_Work instructions_:
The answer should be one number, the count of lines in the data with "query".

_Records for processing_:

# # # # # # #

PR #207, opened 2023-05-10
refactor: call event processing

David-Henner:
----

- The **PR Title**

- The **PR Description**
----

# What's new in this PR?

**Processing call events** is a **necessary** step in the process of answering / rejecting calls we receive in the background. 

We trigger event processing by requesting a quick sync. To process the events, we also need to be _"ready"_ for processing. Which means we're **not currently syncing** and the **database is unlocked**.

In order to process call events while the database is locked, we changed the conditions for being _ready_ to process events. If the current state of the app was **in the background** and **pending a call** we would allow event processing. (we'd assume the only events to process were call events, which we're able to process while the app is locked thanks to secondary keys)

# # # # # # #

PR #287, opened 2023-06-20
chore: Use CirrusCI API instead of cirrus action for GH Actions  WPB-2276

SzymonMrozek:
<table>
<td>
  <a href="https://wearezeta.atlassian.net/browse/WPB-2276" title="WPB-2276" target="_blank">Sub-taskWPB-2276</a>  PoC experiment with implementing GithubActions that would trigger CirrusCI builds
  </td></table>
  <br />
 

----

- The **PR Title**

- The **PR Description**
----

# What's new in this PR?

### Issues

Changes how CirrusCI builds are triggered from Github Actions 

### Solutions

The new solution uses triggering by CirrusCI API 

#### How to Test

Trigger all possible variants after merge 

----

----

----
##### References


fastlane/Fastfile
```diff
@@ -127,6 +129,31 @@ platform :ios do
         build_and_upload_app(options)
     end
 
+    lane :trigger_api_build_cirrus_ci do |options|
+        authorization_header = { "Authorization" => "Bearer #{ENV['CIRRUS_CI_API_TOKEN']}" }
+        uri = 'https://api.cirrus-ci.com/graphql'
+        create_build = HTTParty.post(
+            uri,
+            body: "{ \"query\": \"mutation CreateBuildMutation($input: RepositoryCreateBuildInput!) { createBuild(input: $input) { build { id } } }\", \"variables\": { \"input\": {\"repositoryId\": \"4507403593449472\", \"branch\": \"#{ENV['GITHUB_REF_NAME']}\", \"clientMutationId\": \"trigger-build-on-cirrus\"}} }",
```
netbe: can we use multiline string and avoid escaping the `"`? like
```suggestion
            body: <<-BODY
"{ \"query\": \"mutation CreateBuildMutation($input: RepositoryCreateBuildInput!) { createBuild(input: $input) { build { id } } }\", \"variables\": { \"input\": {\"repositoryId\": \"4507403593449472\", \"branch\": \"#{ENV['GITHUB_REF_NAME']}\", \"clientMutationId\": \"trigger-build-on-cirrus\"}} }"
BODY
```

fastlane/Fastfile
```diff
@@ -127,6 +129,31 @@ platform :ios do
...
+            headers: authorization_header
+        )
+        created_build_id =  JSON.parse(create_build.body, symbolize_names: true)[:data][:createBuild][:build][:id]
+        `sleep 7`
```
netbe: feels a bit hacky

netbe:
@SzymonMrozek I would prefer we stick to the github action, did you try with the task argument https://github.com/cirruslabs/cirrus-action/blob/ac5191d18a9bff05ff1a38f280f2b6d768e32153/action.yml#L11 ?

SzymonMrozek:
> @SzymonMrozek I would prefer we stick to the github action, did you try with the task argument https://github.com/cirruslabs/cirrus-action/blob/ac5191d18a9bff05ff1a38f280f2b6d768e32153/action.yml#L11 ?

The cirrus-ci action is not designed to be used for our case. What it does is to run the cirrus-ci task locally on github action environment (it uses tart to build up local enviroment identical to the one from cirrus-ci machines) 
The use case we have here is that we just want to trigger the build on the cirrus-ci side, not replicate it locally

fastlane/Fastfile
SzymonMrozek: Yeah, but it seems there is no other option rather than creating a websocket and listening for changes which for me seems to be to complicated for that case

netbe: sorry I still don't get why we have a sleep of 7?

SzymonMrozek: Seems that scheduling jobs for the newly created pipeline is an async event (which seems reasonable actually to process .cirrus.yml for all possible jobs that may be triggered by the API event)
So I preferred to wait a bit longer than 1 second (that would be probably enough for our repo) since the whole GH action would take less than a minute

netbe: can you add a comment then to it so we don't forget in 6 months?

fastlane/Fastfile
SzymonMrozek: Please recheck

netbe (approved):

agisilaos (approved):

# # # # # # #

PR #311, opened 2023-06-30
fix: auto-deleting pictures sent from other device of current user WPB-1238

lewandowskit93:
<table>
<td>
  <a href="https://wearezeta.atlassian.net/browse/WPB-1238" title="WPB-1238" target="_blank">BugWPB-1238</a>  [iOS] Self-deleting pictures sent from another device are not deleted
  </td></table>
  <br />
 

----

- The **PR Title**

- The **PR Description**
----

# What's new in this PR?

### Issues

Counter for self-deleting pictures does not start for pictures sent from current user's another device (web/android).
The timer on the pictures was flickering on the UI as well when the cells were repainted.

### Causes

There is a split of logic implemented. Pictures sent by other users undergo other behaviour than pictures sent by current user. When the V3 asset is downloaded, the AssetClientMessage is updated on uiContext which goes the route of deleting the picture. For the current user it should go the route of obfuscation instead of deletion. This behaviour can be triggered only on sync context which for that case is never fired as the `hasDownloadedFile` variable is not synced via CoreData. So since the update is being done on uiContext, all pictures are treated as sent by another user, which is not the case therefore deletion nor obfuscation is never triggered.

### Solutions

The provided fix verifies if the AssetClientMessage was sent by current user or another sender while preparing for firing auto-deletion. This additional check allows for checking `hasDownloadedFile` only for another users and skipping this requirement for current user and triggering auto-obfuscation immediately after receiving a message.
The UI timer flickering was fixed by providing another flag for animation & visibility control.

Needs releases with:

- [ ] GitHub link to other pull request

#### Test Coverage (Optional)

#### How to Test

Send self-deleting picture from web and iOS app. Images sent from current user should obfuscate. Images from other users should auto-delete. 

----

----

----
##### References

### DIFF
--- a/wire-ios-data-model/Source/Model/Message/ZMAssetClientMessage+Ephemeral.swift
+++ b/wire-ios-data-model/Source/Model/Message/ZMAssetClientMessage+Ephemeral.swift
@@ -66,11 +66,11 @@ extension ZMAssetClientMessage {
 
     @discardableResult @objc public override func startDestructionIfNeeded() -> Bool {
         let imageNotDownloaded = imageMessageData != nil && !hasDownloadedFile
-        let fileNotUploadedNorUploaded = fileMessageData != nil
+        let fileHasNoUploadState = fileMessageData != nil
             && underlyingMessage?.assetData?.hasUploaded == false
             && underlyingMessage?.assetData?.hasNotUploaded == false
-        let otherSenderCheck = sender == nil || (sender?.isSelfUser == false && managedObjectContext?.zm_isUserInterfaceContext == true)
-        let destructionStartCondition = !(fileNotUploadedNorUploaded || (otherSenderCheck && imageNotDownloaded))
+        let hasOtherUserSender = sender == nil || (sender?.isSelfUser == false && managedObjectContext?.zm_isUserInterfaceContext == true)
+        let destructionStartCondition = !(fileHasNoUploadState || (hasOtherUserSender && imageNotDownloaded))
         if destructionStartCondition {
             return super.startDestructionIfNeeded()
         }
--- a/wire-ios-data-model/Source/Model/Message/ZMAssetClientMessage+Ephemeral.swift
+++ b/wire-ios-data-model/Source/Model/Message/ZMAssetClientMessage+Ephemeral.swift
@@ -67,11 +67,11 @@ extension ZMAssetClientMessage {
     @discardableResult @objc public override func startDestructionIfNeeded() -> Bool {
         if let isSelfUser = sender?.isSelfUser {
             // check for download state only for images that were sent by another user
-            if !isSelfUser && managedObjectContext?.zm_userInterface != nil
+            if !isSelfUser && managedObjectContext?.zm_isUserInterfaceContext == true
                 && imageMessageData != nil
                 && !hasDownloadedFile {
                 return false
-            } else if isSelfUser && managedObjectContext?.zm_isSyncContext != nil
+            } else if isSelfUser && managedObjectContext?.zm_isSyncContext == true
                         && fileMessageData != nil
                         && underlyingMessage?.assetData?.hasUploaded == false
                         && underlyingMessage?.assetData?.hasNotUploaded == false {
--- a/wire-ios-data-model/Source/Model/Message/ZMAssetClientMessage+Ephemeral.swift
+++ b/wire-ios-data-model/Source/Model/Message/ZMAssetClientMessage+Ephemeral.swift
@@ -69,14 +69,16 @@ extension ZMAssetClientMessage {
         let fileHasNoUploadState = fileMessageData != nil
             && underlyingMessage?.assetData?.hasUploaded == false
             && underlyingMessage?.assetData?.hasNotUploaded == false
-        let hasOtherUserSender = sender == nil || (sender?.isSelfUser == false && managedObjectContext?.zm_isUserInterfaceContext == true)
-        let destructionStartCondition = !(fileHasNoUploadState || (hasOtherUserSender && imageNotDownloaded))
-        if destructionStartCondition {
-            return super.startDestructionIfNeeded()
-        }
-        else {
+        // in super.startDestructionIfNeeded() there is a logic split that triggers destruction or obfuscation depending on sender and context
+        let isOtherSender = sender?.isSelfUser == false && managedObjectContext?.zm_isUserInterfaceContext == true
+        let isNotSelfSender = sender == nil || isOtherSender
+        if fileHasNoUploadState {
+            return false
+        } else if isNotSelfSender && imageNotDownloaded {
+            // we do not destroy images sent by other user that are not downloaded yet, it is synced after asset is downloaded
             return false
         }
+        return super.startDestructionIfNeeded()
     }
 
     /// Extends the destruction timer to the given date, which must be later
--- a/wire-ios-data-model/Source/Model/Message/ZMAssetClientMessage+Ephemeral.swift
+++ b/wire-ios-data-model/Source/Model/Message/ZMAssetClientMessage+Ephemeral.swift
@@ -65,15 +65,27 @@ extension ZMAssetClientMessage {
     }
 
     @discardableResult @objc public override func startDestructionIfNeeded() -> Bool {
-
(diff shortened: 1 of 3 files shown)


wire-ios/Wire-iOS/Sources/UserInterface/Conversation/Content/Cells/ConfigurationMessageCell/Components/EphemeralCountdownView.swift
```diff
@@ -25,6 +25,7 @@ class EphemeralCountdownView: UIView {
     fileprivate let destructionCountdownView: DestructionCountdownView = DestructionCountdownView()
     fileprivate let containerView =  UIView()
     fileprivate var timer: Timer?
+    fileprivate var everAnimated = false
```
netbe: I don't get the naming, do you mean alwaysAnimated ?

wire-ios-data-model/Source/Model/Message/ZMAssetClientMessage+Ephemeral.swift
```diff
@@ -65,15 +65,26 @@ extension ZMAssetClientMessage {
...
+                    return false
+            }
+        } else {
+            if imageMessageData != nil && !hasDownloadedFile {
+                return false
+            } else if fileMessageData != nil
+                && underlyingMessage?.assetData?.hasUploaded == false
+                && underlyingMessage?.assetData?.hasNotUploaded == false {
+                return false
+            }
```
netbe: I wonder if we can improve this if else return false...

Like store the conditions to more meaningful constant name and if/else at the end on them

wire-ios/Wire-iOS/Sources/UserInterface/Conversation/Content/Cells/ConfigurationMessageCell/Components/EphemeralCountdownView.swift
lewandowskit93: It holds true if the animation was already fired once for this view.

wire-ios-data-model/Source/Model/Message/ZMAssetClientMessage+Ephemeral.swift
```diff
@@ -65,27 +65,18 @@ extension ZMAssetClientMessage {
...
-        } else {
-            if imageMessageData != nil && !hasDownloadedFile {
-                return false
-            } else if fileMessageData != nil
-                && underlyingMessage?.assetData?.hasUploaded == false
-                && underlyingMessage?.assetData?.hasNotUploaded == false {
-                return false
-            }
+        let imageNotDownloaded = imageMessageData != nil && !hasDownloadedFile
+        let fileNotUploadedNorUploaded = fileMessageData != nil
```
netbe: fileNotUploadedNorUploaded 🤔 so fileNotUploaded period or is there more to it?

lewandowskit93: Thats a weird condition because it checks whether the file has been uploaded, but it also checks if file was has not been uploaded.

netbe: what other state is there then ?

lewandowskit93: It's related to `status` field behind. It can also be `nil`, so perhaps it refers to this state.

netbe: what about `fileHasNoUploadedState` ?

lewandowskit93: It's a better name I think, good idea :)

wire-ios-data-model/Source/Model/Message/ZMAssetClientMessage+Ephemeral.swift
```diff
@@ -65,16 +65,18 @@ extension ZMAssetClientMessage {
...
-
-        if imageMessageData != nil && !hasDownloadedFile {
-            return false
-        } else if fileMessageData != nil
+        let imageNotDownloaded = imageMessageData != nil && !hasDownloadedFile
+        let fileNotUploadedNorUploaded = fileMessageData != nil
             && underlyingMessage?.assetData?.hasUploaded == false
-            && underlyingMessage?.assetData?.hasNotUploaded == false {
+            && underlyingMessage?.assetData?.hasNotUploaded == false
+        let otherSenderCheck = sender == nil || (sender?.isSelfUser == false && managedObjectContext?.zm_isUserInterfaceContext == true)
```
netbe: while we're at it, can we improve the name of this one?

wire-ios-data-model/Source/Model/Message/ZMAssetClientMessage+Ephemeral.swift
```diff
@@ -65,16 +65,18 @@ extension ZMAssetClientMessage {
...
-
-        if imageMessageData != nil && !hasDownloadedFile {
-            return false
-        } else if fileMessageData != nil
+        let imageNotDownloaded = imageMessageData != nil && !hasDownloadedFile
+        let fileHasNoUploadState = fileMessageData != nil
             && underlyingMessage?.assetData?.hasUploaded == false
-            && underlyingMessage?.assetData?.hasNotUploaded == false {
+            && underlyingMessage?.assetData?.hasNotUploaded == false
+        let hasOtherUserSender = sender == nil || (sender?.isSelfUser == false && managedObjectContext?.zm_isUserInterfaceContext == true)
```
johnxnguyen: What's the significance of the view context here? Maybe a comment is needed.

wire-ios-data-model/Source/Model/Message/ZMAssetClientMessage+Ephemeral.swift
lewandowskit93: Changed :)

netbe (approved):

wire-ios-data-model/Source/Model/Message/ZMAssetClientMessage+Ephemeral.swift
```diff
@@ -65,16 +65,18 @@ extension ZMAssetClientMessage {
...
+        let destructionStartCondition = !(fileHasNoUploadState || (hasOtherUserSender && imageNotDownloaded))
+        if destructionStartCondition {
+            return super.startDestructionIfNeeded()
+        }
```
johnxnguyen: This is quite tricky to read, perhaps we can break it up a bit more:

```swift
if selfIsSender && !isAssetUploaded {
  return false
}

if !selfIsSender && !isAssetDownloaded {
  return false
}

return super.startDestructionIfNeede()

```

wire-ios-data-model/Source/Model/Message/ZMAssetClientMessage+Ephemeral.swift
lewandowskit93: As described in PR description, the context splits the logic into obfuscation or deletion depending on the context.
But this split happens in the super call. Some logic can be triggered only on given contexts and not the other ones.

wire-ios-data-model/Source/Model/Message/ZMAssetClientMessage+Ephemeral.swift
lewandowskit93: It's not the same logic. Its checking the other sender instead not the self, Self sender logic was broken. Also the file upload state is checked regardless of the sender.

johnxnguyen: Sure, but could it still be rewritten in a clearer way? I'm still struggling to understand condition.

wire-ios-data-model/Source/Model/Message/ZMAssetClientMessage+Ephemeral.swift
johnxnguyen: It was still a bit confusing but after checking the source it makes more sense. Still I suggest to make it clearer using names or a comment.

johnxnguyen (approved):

# # # # # # #

_Answer to the problem_:
2